Extracted records:
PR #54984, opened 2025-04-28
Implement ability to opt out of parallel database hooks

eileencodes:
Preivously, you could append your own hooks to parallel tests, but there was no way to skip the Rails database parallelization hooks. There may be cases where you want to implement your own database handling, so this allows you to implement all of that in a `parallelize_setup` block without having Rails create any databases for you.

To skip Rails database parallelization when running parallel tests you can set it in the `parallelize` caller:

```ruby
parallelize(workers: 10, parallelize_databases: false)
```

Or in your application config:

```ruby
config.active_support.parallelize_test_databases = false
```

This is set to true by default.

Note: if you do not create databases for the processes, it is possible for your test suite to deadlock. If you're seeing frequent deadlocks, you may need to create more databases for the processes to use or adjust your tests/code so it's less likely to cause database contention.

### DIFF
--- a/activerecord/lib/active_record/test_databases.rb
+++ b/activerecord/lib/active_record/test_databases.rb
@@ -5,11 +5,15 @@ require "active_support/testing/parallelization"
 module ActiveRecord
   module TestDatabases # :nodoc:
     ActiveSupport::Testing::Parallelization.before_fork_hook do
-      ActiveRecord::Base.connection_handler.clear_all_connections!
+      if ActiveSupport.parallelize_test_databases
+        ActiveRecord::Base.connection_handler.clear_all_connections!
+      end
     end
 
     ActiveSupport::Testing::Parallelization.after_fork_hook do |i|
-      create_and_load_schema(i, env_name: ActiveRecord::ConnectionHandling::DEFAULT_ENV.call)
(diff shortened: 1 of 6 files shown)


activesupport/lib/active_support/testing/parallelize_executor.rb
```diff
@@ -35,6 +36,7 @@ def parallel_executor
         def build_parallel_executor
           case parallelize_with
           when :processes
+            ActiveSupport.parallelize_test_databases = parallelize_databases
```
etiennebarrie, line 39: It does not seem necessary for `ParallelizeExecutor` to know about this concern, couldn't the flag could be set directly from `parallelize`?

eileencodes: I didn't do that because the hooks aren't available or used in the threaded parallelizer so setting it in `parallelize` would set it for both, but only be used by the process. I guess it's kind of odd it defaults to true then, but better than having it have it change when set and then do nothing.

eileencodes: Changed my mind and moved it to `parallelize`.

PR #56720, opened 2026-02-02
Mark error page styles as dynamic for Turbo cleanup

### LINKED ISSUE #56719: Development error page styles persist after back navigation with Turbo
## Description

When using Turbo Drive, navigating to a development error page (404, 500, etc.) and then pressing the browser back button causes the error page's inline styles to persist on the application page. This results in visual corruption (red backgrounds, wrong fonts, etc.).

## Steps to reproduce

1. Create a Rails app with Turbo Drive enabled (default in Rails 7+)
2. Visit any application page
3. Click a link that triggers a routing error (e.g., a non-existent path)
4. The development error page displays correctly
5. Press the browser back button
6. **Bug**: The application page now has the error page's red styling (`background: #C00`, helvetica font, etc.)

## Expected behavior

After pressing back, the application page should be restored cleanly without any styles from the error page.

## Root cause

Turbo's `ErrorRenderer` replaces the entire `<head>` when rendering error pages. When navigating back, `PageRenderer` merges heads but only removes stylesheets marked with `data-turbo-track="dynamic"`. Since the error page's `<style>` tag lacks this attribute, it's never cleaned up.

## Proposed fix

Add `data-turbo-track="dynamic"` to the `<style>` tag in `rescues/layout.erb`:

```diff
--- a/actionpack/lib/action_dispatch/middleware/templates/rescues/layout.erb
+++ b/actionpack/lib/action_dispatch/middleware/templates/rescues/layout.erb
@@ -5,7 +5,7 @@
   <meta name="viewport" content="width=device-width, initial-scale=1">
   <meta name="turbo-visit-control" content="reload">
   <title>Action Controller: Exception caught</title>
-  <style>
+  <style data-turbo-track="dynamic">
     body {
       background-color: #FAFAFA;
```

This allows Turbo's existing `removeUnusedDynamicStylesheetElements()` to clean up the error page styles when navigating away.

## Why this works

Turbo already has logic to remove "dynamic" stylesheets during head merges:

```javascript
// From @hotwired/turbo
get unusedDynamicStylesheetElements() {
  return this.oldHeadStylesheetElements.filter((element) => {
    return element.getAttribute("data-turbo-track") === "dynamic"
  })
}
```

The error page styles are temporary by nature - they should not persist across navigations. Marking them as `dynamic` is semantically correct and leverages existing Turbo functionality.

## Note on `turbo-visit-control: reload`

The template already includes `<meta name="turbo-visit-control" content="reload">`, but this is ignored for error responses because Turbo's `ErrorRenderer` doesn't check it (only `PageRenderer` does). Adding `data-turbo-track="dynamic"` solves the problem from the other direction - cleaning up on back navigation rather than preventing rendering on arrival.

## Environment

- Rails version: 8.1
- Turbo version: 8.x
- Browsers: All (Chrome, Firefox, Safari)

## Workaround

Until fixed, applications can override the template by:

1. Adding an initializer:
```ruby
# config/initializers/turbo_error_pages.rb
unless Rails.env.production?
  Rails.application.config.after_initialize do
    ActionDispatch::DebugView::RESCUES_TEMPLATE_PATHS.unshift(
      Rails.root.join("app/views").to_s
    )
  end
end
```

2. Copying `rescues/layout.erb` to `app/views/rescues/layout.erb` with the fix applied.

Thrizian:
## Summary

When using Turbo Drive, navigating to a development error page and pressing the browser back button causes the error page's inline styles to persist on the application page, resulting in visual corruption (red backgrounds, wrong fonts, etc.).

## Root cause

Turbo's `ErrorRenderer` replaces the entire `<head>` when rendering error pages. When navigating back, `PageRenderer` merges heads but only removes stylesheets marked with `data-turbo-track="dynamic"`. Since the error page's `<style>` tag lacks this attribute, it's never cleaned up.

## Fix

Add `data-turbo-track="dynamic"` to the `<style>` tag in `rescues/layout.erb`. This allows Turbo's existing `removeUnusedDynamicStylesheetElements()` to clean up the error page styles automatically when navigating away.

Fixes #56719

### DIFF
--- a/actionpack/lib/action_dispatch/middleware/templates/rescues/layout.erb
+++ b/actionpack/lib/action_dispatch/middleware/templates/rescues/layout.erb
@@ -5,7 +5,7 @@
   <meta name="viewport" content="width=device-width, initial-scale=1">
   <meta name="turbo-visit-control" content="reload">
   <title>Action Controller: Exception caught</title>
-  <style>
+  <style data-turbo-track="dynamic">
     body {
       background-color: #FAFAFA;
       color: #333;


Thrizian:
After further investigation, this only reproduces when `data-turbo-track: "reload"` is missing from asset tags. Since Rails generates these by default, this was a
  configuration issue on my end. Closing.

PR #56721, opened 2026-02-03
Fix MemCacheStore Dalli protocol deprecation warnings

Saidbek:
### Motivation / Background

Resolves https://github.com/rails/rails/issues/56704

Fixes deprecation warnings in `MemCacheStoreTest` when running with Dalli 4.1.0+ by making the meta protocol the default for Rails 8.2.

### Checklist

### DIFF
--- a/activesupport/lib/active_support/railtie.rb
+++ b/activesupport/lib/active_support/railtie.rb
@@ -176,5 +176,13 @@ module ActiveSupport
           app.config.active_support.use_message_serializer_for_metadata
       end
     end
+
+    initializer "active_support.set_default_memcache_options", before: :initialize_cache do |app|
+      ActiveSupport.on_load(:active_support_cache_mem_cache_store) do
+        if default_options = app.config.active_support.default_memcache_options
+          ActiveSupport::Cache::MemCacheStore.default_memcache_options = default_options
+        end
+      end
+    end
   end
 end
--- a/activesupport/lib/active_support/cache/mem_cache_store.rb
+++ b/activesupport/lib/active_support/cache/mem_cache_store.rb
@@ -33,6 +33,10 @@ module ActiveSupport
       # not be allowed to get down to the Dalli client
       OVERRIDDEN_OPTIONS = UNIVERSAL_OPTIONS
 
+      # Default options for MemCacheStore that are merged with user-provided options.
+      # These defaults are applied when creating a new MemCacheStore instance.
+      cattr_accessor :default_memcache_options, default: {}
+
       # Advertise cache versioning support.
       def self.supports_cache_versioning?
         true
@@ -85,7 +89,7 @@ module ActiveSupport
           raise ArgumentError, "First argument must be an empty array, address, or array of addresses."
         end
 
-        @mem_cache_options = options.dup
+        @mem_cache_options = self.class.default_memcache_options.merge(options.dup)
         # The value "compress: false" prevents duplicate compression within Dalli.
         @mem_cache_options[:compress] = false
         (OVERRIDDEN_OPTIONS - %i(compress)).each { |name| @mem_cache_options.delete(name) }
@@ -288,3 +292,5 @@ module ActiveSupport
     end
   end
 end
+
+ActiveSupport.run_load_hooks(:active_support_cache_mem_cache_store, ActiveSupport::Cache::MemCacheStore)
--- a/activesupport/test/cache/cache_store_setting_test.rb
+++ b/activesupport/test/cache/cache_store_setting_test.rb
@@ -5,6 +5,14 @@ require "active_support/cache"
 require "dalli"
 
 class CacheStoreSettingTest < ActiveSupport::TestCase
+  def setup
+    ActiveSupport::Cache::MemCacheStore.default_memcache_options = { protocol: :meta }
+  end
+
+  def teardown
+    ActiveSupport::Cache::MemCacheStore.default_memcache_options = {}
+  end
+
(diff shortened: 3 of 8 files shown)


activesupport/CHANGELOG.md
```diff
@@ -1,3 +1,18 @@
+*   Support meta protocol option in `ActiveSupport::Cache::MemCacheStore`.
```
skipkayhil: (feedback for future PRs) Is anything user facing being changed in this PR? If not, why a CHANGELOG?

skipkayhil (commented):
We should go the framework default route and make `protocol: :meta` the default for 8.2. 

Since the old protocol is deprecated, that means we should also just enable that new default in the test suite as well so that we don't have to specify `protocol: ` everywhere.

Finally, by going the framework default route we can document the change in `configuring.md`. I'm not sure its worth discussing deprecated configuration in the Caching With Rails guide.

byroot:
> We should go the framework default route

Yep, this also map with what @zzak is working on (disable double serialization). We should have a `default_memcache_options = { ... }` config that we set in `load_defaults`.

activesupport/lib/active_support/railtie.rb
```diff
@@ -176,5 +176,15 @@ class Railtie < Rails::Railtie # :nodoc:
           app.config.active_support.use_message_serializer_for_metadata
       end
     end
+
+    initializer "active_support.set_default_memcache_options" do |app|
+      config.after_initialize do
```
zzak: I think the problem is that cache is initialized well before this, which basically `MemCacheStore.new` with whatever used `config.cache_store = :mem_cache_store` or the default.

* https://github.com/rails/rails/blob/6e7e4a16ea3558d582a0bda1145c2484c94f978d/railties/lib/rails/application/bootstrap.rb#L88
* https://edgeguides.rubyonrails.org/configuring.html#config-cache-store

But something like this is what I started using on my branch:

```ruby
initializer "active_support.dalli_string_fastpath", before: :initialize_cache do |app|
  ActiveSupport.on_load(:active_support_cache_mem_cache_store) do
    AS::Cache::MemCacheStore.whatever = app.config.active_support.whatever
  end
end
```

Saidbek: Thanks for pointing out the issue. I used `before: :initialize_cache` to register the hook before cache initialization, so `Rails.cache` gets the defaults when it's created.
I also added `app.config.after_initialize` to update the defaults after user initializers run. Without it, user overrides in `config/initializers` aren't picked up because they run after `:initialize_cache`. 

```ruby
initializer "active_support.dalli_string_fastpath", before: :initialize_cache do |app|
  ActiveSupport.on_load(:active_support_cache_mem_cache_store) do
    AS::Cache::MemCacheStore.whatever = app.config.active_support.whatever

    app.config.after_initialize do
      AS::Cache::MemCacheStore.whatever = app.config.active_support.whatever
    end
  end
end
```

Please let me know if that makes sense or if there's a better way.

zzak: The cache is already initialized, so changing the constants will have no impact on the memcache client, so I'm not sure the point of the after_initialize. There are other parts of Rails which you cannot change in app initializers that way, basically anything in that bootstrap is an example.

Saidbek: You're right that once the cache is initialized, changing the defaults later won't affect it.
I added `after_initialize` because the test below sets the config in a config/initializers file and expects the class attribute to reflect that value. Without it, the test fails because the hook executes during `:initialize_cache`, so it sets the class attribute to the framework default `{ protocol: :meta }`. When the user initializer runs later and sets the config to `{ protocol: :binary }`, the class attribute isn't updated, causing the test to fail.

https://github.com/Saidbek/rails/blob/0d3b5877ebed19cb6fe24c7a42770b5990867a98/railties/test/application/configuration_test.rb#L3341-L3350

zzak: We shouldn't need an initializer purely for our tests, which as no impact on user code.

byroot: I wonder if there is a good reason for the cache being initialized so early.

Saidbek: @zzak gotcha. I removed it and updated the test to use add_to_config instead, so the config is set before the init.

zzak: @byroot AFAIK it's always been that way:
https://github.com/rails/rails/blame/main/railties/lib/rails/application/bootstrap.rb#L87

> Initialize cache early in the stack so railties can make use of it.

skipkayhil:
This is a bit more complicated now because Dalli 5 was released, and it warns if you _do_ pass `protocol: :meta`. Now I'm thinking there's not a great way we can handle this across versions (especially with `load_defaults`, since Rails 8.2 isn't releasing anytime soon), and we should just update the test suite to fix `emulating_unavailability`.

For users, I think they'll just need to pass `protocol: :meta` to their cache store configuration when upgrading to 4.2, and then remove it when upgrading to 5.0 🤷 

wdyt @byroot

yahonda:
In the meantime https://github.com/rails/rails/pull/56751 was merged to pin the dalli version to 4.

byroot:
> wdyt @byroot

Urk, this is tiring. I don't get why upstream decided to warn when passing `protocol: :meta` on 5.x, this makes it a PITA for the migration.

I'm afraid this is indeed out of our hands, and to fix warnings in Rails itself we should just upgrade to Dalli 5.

DESCRIPTION OF THE TASK:
Transcribe the records above exactly, from the opening line down to and including the line with "Preivously, you could".

ANSWER SPACE:
PR #54984, opened 2025-04-28
Implement ability to opt out of parallel database hooks

eileencodes:
Preivously, you could append your own hooks to parallel tests, but there was no way to skip the Rails database parallelization hooks. There may be cases where you want to implement your own database handling, so this allows you to implement all of that in a `parallelize_setup` block without having Rails create any databases for you.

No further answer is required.